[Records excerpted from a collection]
──────────

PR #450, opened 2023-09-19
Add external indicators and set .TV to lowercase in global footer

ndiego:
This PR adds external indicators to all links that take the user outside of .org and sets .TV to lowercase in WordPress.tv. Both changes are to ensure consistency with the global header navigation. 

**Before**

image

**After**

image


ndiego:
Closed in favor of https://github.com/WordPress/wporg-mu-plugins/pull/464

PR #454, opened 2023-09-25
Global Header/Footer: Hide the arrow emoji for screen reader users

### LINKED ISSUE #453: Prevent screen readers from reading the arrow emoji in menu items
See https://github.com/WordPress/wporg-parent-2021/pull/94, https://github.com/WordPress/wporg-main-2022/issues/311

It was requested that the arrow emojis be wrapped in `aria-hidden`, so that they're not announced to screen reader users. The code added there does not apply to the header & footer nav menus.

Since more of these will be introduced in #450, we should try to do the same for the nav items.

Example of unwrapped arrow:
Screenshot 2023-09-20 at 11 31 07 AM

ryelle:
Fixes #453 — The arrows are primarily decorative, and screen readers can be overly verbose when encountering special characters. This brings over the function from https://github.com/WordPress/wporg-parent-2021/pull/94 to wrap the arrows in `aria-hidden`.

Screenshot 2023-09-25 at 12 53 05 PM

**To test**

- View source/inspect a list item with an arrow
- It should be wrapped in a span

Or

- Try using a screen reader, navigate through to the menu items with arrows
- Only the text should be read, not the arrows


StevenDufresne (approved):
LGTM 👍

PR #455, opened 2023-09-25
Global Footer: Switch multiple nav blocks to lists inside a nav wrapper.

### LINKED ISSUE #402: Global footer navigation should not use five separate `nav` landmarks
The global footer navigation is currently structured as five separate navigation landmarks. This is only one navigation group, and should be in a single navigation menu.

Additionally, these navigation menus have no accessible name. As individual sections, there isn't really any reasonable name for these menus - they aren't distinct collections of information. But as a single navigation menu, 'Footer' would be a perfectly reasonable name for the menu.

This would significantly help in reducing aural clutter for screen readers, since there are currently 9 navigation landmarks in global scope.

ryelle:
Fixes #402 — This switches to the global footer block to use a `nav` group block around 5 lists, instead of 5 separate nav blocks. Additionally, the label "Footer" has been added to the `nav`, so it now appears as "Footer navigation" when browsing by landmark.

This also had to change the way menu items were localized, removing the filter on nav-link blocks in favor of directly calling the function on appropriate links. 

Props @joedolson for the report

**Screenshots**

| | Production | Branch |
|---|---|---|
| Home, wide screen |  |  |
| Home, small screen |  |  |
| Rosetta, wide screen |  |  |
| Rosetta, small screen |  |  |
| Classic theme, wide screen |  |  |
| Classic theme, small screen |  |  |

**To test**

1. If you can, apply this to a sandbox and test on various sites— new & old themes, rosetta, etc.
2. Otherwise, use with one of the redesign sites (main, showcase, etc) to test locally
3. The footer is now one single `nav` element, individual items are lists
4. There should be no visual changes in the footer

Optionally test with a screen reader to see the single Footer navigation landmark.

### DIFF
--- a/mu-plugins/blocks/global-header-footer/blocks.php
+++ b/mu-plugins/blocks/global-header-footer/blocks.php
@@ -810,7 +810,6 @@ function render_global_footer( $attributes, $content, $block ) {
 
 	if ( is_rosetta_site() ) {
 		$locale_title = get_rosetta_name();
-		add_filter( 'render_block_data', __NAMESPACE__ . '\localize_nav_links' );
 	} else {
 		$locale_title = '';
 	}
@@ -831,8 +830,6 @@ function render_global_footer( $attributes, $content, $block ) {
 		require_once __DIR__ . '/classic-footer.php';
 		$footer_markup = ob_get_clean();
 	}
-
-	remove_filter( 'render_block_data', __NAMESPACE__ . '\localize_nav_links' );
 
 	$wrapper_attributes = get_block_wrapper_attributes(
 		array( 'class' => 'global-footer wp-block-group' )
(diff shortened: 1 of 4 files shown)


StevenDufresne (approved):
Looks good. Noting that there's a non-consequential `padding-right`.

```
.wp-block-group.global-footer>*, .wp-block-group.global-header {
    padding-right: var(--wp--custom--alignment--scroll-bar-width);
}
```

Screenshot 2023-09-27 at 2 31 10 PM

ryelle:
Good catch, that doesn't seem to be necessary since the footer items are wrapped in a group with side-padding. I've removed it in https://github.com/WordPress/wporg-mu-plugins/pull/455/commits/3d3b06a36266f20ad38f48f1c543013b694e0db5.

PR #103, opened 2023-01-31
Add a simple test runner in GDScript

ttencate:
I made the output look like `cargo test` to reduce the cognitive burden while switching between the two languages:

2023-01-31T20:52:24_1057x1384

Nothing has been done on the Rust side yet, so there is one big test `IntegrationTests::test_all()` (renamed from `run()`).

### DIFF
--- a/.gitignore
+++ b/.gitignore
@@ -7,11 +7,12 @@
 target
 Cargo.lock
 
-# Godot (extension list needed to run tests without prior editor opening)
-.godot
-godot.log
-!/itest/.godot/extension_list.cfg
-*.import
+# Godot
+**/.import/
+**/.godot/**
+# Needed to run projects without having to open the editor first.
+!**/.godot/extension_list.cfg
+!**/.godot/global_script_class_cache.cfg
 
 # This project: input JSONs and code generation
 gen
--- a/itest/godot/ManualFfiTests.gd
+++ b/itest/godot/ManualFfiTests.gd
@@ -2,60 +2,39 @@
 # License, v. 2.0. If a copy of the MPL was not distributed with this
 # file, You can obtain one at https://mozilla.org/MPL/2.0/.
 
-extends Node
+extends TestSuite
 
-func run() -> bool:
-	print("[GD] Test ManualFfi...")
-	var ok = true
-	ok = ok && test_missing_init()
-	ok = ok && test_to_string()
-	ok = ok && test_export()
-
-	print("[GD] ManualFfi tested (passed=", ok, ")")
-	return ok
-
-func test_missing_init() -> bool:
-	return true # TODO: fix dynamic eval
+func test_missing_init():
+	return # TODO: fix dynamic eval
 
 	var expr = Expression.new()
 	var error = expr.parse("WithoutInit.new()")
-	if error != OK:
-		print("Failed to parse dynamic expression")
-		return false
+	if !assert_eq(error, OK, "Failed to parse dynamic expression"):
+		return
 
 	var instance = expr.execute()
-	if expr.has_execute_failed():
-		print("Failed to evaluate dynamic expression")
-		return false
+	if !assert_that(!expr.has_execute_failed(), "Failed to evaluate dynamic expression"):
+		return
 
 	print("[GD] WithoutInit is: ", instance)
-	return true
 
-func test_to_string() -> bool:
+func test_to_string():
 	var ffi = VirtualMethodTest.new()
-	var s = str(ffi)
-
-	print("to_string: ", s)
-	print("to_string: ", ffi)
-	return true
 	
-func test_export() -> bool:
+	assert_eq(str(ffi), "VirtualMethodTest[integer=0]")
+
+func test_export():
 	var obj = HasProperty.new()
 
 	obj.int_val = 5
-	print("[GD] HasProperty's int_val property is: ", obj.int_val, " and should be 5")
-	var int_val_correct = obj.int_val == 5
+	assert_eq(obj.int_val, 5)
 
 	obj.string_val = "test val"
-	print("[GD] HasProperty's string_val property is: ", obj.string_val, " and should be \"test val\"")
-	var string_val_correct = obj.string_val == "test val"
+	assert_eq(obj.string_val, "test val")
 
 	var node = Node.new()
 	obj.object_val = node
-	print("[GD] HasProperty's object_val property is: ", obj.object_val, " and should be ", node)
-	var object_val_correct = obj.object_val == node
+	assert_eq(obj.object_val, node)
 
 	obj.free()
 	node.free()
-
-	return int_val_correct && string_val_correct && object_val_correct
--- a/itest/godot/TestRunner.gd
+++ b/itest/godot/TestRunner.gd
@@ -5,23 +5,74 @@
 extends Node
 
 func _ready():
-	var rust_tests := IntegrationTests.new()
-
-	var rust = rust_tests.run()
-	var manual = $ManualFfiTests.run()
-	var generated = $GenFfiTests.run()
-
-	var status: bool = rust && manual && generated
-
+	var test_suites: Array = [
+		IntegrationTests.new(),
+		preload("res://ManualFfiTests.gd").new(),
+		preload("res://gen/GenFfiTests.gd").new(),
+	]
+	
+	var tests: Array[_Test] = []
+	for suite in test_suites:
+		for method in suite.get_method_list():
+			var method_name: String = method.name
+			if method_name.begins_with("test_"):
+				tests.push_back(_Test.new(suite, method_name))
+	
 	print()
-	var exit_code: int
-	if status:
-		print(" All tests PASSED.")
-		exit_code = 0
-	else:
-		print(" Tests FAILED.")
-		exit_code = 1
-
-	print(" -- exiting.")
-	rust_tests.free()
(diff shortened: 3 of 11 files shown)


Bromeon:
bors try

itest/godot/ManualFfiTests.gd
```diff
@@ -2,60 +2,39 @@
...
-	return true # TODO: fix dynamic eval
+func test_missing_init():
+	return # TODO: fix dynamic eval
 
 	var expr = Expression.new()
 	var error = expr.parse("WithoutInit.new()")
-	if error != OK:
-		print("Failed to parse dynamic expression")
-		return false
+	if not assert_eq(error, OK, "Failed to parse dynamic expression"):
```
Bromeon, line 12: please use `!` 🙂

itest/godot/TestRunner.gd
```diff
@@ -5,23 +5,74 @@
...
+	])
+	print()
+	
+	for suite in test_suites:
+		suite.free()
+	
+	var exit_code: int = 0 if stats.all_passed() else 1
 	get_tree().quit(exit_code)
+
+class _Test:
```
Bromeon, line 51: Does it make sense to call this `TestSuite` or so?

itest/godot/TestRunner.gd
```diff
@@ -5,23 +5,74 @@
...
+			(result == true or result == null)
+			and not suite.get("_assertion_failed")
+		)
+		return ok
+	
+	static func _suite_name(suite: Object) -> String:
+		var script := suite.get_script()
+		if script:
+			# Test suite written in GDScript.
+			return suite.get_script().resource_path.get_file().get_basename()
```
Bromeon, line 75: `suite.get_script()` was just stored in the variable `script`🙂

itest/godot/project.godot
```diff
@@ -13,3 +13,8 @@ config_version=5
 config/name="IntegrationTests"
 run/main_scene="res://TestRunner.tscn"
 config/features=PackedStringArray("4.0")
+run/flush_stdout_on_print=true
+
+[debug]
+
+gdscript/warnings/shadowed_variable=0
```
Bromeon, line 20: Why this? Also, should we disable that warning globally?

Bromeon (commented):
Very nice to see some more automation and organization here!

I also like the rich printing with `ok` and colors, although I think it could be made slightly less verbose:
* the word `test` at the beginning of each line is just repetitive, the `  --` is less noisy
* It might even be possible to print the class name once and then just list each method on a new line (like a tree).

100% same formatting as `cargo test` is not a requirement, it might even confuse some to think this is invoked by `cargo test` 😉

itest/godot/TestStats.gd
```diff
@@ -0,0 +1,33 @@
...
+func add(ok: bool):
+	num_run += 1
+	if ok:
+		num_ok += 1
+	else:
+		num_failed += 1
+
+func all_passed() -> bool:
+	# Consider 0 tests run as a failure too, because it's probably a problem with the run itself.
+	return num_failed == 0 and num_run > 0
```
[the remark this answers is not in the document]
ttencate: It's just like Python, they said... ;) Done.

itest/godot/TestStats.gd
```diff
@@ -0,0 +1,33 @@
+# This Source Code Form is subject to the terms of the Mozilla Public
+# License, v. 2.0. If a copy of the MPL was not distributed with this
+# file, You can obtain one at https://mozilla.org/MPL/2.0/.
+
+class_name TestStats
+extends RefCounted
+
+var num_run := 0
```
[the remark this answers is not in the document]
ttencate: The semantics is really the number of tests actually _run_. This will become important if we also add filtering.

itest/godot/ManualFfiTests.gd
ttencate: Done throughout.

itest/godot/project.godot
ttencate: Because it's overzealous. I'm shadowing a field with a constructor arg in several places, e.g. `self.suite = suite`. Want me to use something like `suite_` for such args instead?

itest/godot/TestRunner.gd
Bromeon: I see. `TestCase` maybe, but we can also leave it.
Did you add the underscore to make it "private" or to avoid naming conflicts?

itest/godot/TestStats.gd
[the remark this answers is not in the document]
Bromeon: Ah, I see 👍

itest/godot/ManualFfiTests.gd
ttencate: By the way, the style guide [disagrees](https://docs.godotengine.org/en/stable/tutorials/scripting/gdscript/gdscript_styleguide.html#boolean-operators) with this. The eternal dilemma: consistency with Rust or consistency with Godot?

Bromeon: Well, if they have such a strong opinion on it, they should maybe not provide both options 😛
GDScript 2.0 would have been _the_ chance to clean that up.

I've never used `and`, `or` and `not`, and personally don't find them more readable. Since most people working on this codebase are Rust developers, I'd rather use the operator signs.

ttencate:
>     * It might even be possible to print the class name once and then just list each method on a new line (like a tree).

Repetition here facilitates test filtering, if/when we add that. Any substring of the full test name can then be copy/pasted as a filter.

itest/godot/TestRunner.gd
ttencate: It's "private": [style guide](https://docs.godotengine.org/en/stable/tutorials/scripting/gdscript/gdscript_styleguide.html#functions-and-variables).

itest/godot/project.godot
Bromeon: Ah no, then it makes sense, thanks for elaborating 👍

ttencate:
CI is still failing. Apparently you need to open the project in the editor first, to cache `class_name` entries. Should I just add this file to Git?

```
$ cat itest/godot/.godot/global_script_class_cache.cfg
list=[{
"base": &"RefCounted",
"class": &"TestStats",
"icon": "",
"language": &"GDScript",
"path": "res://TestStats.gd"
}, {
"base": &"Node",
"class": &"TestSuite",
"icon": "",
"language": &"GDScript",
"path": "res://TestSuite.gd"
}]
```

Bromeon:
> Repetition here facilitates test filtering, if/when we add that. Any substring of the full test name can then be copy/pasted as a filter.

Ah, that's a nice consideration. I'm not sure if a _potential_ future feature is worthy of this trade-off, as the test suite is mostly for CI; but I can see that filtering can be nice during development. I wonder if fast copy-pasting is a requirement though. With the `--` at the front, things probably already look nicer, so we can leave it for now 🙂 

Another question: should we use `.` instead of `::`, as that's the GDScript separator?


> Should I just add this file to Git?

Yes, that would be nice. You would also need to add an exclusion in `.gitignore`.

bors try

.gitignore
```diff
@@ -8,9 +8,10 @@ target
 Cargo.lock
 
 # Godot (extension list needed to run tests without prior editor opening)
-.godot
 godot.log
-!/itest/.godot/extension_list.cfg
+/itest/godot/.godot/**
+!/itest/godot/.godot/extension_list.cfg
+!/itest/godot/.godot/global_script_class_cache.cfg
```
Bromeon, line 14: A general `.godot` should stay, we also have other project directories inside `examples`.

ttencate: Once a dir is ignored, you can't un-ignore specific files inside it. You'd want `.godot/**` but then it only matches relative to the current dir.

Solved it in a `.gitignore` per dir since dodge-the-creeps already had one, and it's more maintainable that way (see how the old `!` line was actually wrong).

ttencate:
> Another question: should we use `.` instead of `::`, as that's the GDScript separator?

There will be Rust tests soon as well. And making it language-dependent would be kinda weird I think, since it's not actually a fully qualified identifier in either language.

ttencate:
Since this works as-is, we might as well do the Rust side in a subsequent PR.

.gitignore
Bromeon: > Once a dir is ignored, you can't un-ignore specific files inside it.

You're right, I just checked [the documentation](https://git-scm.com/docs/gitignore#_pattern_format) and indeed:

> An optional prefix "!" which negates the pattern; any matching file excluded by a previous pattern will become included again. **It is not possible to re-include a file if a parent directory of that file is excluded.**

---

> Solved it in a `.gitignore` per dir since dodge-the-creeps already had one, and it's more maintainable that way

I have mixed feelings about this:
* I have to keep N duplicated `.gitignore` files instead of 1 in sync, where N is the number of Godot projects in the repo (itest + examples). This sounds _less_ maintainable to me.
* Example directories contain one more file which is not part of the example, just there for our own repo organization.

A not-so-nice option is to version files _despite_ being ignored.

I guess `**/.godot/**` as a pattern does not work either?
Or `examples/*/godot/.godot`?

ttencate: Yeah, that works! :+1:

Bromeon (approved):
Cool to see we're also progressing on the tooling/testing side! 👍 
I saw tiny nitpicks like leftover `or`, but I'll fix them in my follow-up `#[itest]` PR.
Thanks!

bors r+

──────────

#### [Task]
From the records above, transcribe without alteration every line from the one with "PR #103, opened 2023-01-31" to the one with "2023-01-31T20:52:24_1057x1384", inclusive.

#### [Exercise response]
PR #103, opened 2023-01-31
Add a simple test runner in GDScript

ttencate:
I made the output look like `cargo test` to reduce the cognitive burden while switching between the two languages:

2023-01-31T20:52:24_1057x1384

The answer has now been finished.